Many years ago James Carville’s oft quoted phrase formed the foundation of a very successful presidential bid, turning that catchphrase into pay dirt for an up and coming politician from Arkansas. In trying to understand 2018’s golf equipment sales expansion thru the On and Off Course Specialty channels, our analysis keeps coming back to the origins of that simple statement. While there is a lot of very good product in the equipment market, there hasn’t been a quantum leap in technology or design that would typically spur substantial sales improvement. So what is driving sales higher?
So far thru Q3 2018 we’ve seen the following sales increases in equipment:
Consumables/Light Durables +4.8%
Golf Clubs +9.1%
Total Golf Equipment +7.2%
Golf Datatech believes much of the 2018 sales improvement is based upon broad economic improvements in the US economy, coming on the heels of nearly a decade of very cautious spending, particularly on discretionary consumer durables, like golf clubs.
Macro Economic Positive Impacts
The following measures provide some evidence to support the economics of expansion:
-US GDP was +3.5% in Q 3018 vs. +3.2% in 2017, on a YTD basis total golf equipment sales have been outpacing GDP by more than 2:1.
-Consumer spending for Q3 was +4.0%, significantly higher than expectations from economists. Since consumer spending represents more than 2/3’s of US GDP, the consumer is a critical piece of how the economy performs.
-US Consumer Confidence Index = 138.4 in September of 2018, the highest since 2001, and continuing an upward trend since reaching a low of 25.8 during the Great Recession
-US Unemployment sits at 3.7%, down from nearly 10% during the height of the Great Recession
-Asset values for many Americans are up substantially, with the stock market at record highs before the most recent correction, however even with the downward move stocks remain well above Pre Recession levels. And housing values have rebounded significantly from their lows, leaving many feeling better about their nest egg/retirement years.
-The 2018 tax cuts put extra dollars in the pockets of the average American, providing them with spending cash, some of which they are spending on golf products.
-All this positive consumer data is finally helping most Americans come out of the bunker they more or less stayed in since the Great Recession decimated their asset values, their retirement plans, and their lives in general. For many those mental scars will never totally disappear, however distance and time provides some return to “normalcy”.
Golf Equipment Gains
In Consumables and Light Durables we’ve seen improvements in both units and dollars across all the various categories, led by shoes and bags (up 7%-8%), while balls and gloves edged slightly higher (2%-3%).
In Golf Club terms, the number of sticks sold in irons and woods had been declining for several years, however of late many of the club categories have seen bottoms form on their long term unit trend lines, and in some cases they are starting to move higher. At the same time, average selling prices have exploded, the combination of unit improvement and higher ASP’s has the club category in particular, rocking like it hasn’t in many years. Clubs are led by Wedges, Irons and Hybrids (all up 15%+) while drivers, fairways and putters have all hovered near flat to slightly higher.

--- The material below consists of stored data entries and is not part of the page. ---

PR #1380, opened 2025-06-28
Fix Elastic-Acoustic Checkpointing

davschneller:
That is: move the face displacements to the surface memory storage.
As a result, we don't have a memory bucket anymore; but a separate storage structure. Also, we can cut some code in the memory manager.

Besides, fix the Free-Surface-Gravity BC on GPUs after #1368 (a scratchpad allocation was missing there).

### DIFF
--- a/src/Initializer/InitProcedure/InitIO.cpp
+++ b/src/Initializer/InitProcedure/InitIO.cpp
@@ -365,9 +365,10 @@ void setupOutput(seissol::SeisSol& seissolInstance) {
       }
     });
 
-    writer.addCellData<uint32_t>("locationFlag", {}, [=](uint32_t* target, std::size_t index) {
-      target[0] = surfaceLocationFlag[index];
-    });
+    writer.addCellData<std::uint8_t>(
+        "locationFlag", {}, [=](std::uint8_t* target, std::size_t index) {
+          target[0] = surfaceLocationFlag[index];
+        });
 
     writer.addCellData<std::size_t>("global-id", {}, [=](std::size_t* target, std::size_t index) {
       const auto meshId = surfaceMeshIds[index];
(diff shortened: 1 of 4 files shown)


davschneller:
I've tested it locally with a elastic-acoustic mesh with CPU+GPU locally rather briefly (which is to be added to the CI); though a "default" tpv5 should effectively suffice as well.

vikaskurapati:
> I've tested it locally with a elastic-acoustic mesh with CPU+GPU locally rather briefly (which is to be added to the CI); though a "default" tpv5 should effectively suffice as well.

Sounds good. It may be a good idea to put that in precomputed-seissol and in the CI tests already with this PR so that the upcoming PRs or any development is tested for this feature too.

davschneller:
Ok—sounds good to me. It's actually about due time to add that to the CI as well (2-3 years now probably; but I didn't really have one ready earlier).

However, then it might be best to get #1400 (and the ~respective Xdmfwriter PR~ handled that one myself) in first; they will add some additional testing features which should turn out useful for the elastic-acoustic verification (and others as well). Including e.g. volume and surface mesh comparison (but albeit not high-order yet); and all of that also in multi-rank scenarios.

Edit: https://github.com/SeisSol/precomputed-seissol/pull/15

davschneller:
Ok then; both #1400 and precomputed-seissol/15 are merged; I've now added TTPV1 to the CI here as well.

vikaskurapati:
> Ok then; both #1400 and precomputed-seissol/15 are merged; I've now added TTPV1 to the CI here as well.

OK. Let us wait for the tests to finish, and then we can merge

davschneller:
(the one test that's failing is due to the CI hardware backing it; not due to SeisSol—the same has happened on master today already as well)

PR #1386, opened 2025-07-01
Unify DR output timing

davschneller:
Fix some CI bugs; like for tpv13 (fused+nonfused)—in essence set the output interval to the lowest-present DR cluster (as in the single-rank case).

May still need some very final confirmation testing (and the DR faultreceiver scheduling seems to be rather broken in general).

### DIFF
--- a/src/Solver/TimeStepping/ActorState.cpp
+++ b/src/Solver/TimeStepping/ActorState.cpp
@@ -98,8 +98,9 @@ bool DynamicRuptureScheduler::mayComputeInterior(long curCorrectionSteps) const 
 }
 
 bool DynamicRuptureScheduler::mayComputeFaultOutput(long curCorrectionSteps) const {
-  return curCorrectionSteps == lastCorrectionStepsInterior &&
-         curCorrectionSteps == lastCorrectionStepsCopy && curCorrectionSteps > lastFaultOutput;
+  return !hasDynamicRuptureFaces() ||
+         (curCorrectionSteps == lastCorrectionStepsInterior &&
+          curCorrectionSteps == lastCorrectionStepsCopy && curCorrectionSteps > lastFaultOutput);
 }
 
 void DynamicRuptureScheduler::setLastCorrectionStepsInterior(long steps) {


src/Solver/TimeStepping/ActorState.cpp
```diff
@@ -98,8 +98,9 @@ bool DynamicRuptureScheduler::mayComputeInterior(long curCorrectionSteps) const
 }
 
 bool DynamicRuptureScheduler::mayComputeFaultOutput(long curCorrectionSteps) const {
-  return curCorrectionSteps == lastCorrectionStepsInterior &&
-         curCorrectionSteps == lastCorrectionStepsCopy && curCorrectionSteps > lastFaultOutput;
+  return !hasDynamicRuptureFaces() ||
+         (curCorrectionSteps == lastCorrectionStepsInterior &&
+          curCorrectionSteps == lastCorrectionStepsCopy && curCorrectionSteps > lastFaultOutput);
```
vikaskurapati, line 103: I am sorry, I don't understand this one here. Does this mean even when the number of correction steps is not equal to the interior, copy, if it has a DR face, it computes the output now on?

vikaskurapati (approved):

src/Solver/TimeStepping/ActorState.cpp
davschneller: Actually, it only does so if it _doesn't_ have a DR face to it.

vikaskurapati:
I tested it on precomputed-seissol on my WS without MPI, and got the same results. If you have tested it with MPI, please go ahead and merge.

src/Solver/TimeStepping/ActorState.cpp
vikaskurapati: My bad. I misread it. So, now we write DR output, if it does not have a DR face in it, sounds kinda counterintuitive, but I see the point.

davschneller: It kind of is a bit counter-intuitive, yeah. It's sort of the following situation:

* we have DR faces -> we update our copy+interior layer, and output once that has happened.
* we don't have DR faces -> no updates happen anyways; so we don't need that check.

Though to be honest, the whole logic seems a bit counter-intuitive to me right now. As if it would be even better (though out of scope for this PR at least, and quasi-orthogonal to it) to just output each DR pickpoint at its individual timestep, and not at a global one (or rank-local as before)—or to really finally implement a full time-dependent pickpoint output (which might be pretty hard).

vikaskurapati:
> I tested it on precomputed-seissol on my WS without MPI, and got the same results. If you have tested it with MPI, please go ahead and merge.

Tested this with MPI on superMUC with 2 nodes for tpv13, and tpv13 fused cases from precomputed-seissol. The compare-receivers script shows relative errors less than 0.05. So we can merge this now.

PR #1387, opened 2025-07-01
Begin reworking the MPI comm

davschneller:
Introduce `MPI_Startall` where possible; and begin capsulating things away from the `MeshStructure*` pointers.

(`MPI_Test` is not replaced; just in case the MPI implementations aren't far enough already)

### DIFF
--- a/src/Solver/TimeStepping/AbstractGhostTimeCluster.h
+++ b/src/Solver/TimeStepping/AbstractGhostTimeCluster.h
@@ -14,12 +14,14 @@
 
 #include "Parallel/MPI.h"
 
+#include "Solver/TimeStepping/HaloCommunication.h"
+
 namespace seissol::time_stepping {
 class AbstractGhostTimeCluster : public AbstractTimeCluster {
   protected:
-  const int globalClusterId;
-  const int otherGlobalClusterId;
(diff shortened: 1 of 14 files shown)


src/Solver/TimeStepping/AbstractGhostTimeCluster.h
```diff
@@ -14,12 +14,14 @@
...
+#include "Solver/TimeStepping/HaloCommunication.h"
+
 namespace seissol::time_stepping {
 class AbstractGhostTimeCluster : public AbstractTimeCluster {
   protected:
-  const int globalClusterId;
-  const int otherGlobalClusterId;
-  const MeshStructure* meshStructure;
+  std::size_t globalClusterId;
+  std::size_t otherGlobalClusterId;
```
vikaskurapati, line 23: Not const anymore?

davschneller: Yes; it doesn't seem to be of much use. And also, due to the following check here: https://clang.llvm.org/extra/clang-tidy/checks/cppcoreguidelines/avoid-const-or-ref-data-members.html (currently disabled; but I think we should eventually enable it)

PR #1388, opened 2025-07-01
Cleanup math functions

davschneller:
The disambiguation is no longer required (as it seems); and the code has caused compiler errors recently.
Hence, it hereby vanishes.


NicoSchlw (approved):
Thanks, this fixes the compilation with ICC 2021.4.0

PR #1389, opened 2025-07-01
Update setup.sh

NicoSchlw:


Documentation/build-dependencies.rst
```diff
@@ -97,8 +97,11 @@ for building—adjust to your actual location.
 
 .. code-block:: bash
 
-  # For the Intel compiler
+  # Set your compiler, e.g., for the Intel compiler
   # source /opt/intel/compiler/VERSION/bin/compilervars.sh intel64
+  # or
```
davschneller: trailing whitespace (causes the sphinx linter to fail)

davschneller (approved):
LGTM; two comments:

* setting `CC=icx` and `CXX=icpx` may not always have the same effect as loading the `compilervars.sh` script. The latter may set more variables like library paths etc. (which can cause different behavior with regard to e.g. MPI or Netcdf)

* the sphinx linter needs to pass so that we can merge :)

NicoSchlw:
Hmm ok, is there a better way to make sure the right compilers are used everywhere? I had a hard time finding `compilervars.sh` on Supermuc

davschneller:
> Hmm ok, is there a better way to make sure the right compilers are used everywhere? I had a hard time finding `compilervars.sh` on Supermuc

I think `CC=icx` etc. should already be good. Or/and maybe loading the respective module.

Can't say it 100%ly for sure—however the module system should already take care of everything save for `CC,CXX` (but take everything I say here with a slight grain of salt—I'm not an LRZ employee :) ).

PR #1390, opened 2025-07-02
Remove memory copies from the DR (GPU) implementation

davschneller:
Remove the small memory copies (mainly quadrature coefficients and data pointers) initiated by the GPU/DR implementation—instead pre-allocate the necessary arguments per layer and pass the time coefficients as kernel parameters. Thus, we remove a bit of latency and prepare the friction law kernels so that they can be launched more "asynchronously".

Looking forward, there are potential headwinds facing the golf industry, including but not limited to:
-Interest rates have moved significantly higher, and every indication is that they will continue to rise at least in the short term. Higher rates have the potential to dampen broader economic growth, slow profit gains for corporations, and lower stock prices, while also negatively impacting housing prices and potentially reducing consumer confidence, all of which could influence consumer spending moving forward.
-The full impact of the proposed tariffs and the potential for a full scale trade war with China could have an impact on the golf industry. Higher prices on products due to tariffs will likely mean slowing demand, which is not where golf equipment wants to go, given that it’s just started to grow once again. This is not a certain outcome, because the tariff situation thus far seems somewhat fluid, however longer term it could evolve and become an issue.
While golf companies rightfully focus on new designs, new materials, moving CG’s, improving MOI’s, and gaining the maximum distance for their golfers, the broader US economy will always have a substantial impact on sales of golf equipment. Given the uncertainty and unease surrounding the results of the upcoming mid term elections, what happens to the US economically remains important to projecting where the golf industry will head in the short term.